**Work to complete**
The expected output is each line in the data below that includes the string "duplicatedFields".

**Data for review**
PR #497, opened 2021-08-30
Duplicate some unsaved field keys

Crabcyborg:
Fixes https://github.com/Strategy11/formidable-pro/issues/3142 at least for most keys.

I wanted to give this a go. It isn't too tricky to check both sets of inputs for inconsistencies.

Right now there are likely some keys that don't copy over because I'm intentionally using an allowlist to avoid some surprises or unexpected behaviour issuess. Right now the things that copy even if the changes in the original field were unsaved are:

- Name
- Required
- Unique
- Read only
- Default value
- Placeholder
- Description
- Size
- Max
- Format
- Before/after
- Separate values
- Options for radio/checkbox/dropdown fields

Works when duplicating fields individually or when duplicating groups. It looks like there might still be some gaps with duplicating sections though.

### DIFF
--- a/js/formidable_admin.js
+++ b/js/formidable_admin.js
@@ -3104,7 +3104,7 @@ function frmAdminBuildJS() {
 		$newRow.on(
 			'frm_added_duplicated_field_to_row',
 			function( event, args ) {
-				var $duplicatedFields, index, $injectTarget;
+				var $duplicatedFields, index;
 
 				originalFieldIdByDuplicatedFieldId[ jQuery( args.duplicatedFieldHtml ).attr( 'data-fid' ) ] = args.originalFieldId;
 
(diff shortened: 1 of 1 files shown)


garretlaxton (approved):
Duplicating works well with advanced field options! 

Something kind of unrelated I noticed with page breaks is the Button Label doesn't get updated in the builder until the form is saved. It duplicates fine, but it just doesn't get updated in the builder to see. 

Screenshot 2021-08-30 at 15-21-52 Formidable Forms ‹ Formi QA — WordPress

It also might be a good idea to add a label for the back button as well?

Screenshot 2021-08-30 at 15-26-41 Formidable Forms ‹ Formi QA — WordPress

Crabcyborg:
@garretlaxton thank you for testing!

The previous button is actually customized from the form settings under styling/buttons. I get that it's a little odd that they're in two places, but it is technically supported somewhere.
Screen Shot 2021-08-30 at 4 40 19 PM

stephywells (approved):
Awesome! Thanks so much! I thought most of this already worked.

**Response to this exercise**
-				var $duplicatedFields, index, $injectTarget;
+				var $duplicatedFields, index;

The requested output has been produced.